You should definitely consider cutting open and "reading" your oil filter for clues any time you are breaking in a new engine or notice that your old engine isn't running quite right or seems to be down on power. If your engine is broken in and running well, cutting up every filter probably isn't necessary, but continuing the practice at least occasionally is still a good idea to help you catch small problems before they become big ones.
Once you have the filter element loose from its protective steel case, you can check to see what it has caught. Small metal shavings can be difficult to see in the oil-soaked filter media, so you need to use a discerning eye. Spread out the folds in the filter material so you can see if anything has been caught deep in the seams.
What you find depends on what is going on with your engine. During the break-in process, having some small amounts of material from all parts of the engine isn't unusual. This is simply the byproduct of the parts mating together. If the engine is built correctly and running well, that should end fairly quickly.
But if you never stop finding metal in your filter--or it begins out of the blue--determining what you've found can be more difficult. One of the easiest tests is to use a magnet to separate the magnetic (or ferrous) metals from the non-magnetic metals. If it sticks to the magnet, that means it is steel, and steel can mean it came from the cylinder liner, lifters, piston rings, or any number of other components. Bits of aluminum usually come from the pistons, but they may also come from aluminum cylinder heads, if you are running them. Titanium--from valves, springs or retainers--is also non-magnetic.
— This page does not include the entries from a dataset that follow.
PR #13768, opened 2023-04-26
Qt: Fix data race and undefined behaviour in games_config, fix premature futurewatcher cancelation

### LINKED ISSUE #13767: [Regression] Rpcs3 displays only PS3 Interface XMV in game lista frer i boot software on  0.0.27-14930
### Quick summary

 Rpcs3 displays only PS3 Interface XMB in game list when i boot software on 0.0.27-14930
It doesn't happen on 14845

### Details

image
image

### Build with regression

0.0.27-14930

### Attach two log files

broken
[RPCS3.log](https://github.com/RPCS3/rpcs3/files/11336547/RPCS3.log)
working
[RPCS3.log](https://github.com/RPCS3/rpcs3/files/11336554/RPCS3.log)

_No response_

### System configuration

_No response_

### Other details

_No response_

Megamouse:
- Fixes a potential data race and undefined behaviour when iterating over games.yml content
- Fixes premature futurewatcher cancelation which led to the abortion of the directory parser (isStarted is basically always true)

fixes #13767

### DIFF
--- a/rpcs3/Emu/games_config.cpp
+++ b/rpcs3/Emu/games_config.cpp
@@ -19,12 +19,20 @@ games_config::~games_config()
 	}
 }
 
+const std::map<std::string, std::string> games_config::get_games() const
+{
+	std::lock_guard lock(m_mutex);
+	return m_games;
+}
+
 std::string games_config::get_path(const std::string& title_id) const
 {
 	if (title_id.empty())
 	{
 		return {};
 	}
+
+	std::lock_guard lock(m_mutex);
 
 	if (const auto it = m_games.find(title_id); it != m_games.cend())
 	{
@@ -36,6 +44,8 @@ std::string games_config::get_path(const std::string& title_id) const
 
 bool games_config::add_game(const std::string& key, const std::string& path)
 {
+	std::lock_guard lock(m_mutex);
+
 	// Access or create node if does not exist
 	if (auto it = m_games.find(key); it != m_games.end())
 	{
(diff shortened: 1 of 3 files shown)


rpcs3/Emu/games_config.cpp
```diff
@@ -64,6 +74,8 @@ bool games_config::add_game(const std::string& key, const std::string& path)
 
 bool games_config::save()
 {
+	std::lock_guard lock(m_mutex);
```
elad335, line 77: save shouldn't occur cuncurrently, I siggest using trylock() here and if it fails return prematurely and log an error.

elad335 (changes requested):
I suggest to use our atomic_ptr to copy values and store a new one (changed value) by making a new shared_ptr, header is at util/shared_ptr.hpp.  This way a mutex won't be required.

rpcs3/Emu/games_config.cpp
Megamouse: There is a Szenario where the UI is refreshed while a game triggers a boot.
(Whether or not this happens on the main thread anyway is not relevant due to future proofing)

Megamouse:
I'll merge this as hot fix for the game list

rpcs3/Emu/games_config.cpp
elad335: Which is clearly invalid they cannot coexist.

elad335: The decision to use AddGamesFromDir for /games was a mistake.

Megamouse: It doesn't matter with the other PR

Megamouse: It's a rare edge case that should never happen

Another test is to rub the material between your fingers. Aluminum is soft and the shavings will bend under the pressure between your fingers. Steel is stiffer and more likely to break, and also not as shiny as aluminum. Titanium, on the other hand, is shiny like aluminum but breaks instead of bending like aluminum.
Small amounts of metal shouldn't usually cause too much concern, but if you suddenly start seeing increased levels of magnetic shavings, it could be a sign that you are losing a cam lobe (if you are running a flat tappet design). Aluminum flakes are usually less of a concern because they are almost always from the piston skirts. If you're running OEM style bearings, aluminum may also come from the bearing surface flaking. High-quality race bearings, however, normally have a copper-colored inner babbitt layer which also makes it easier to spot.
Remember when inspecting your oil or fuel filter to take your time, keep a keen eye on what you're looking at and do a thorough analysis. That way you will be sure to spot any potential problems long before they contribute to a catastrophic failure.